# Given information
Issue #327, opened 2017-05-18
High resolution timer


cahirwpz:
To increase the resolution of kernel clock we should probably migrate from `realtime_t` to `timeval_t`. Firstly hardware clock in [mips/clock.c](https://github.com/cahirwpz/mimiker/blob/master/mips/clock.c) should be rewritten to maintain `timeval_t` time, then [sys/clock.c](https://github.com/cahirwpz/mimiker/blob/master/sys/clock.c) should follow. Some preliminary work has been done in [cputimer](https://github.com/cahirwpz/mimiker/tree/cputimer) branch.

@czapiga After that's done you can continue with #253 and implement `gettimeofday` syscall.

For other time related syscalls we will need something more sophisticated. During the meeting we discussed one shot cpu high resolution (1µs) timer with following interface:

```c
typedef struct timer_event {
  TAILQ_ENTRY(timer_event) tev_link;     /* entry on list of all time events */
  timeval_t tev_alarm;                   /* absolute time when this event should be handled */
  void (*tev_func)(timer_event_t *self); /* callback function called in interrupt context */
  void *tev_data;                        /* auxiliary data */
} timer_event_t;

/* call `tev` callback after `tvdiff` time has passed */
int cpu_timer_add_event(timer_event_t *tev, timeval_t *tvdiff);
int cpu_timer_remove_event(timer_event_t *tev);

/* defined in `mips/clock.c` */
static TAILQ_HEAD(, time_event) cpu_timer_events;
```

Some remark about the way `cpu_timer` should work like:
* `cpu_timer_add_event` may work within critical section in order to insert an event into the `cpu_timer_events`,
* for each element of `cpu_timer_events` with `tev_alarm` lower than current value, `mips_clock_irq_handler` will remove an event from the list and call a callback with pointer to the event.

# Work item
Show every line in the entries where the string "list" occurs.

# Written reply
  TAILQ_ENTRY(timer_event) tev_link;     /* entry on list of all time events */
* for each element of `cpu_timer_events` with `tev_alarm` lower than current value, `mips_clock_irq_handler` will remove an event from the list and call a callback with pointer to the event.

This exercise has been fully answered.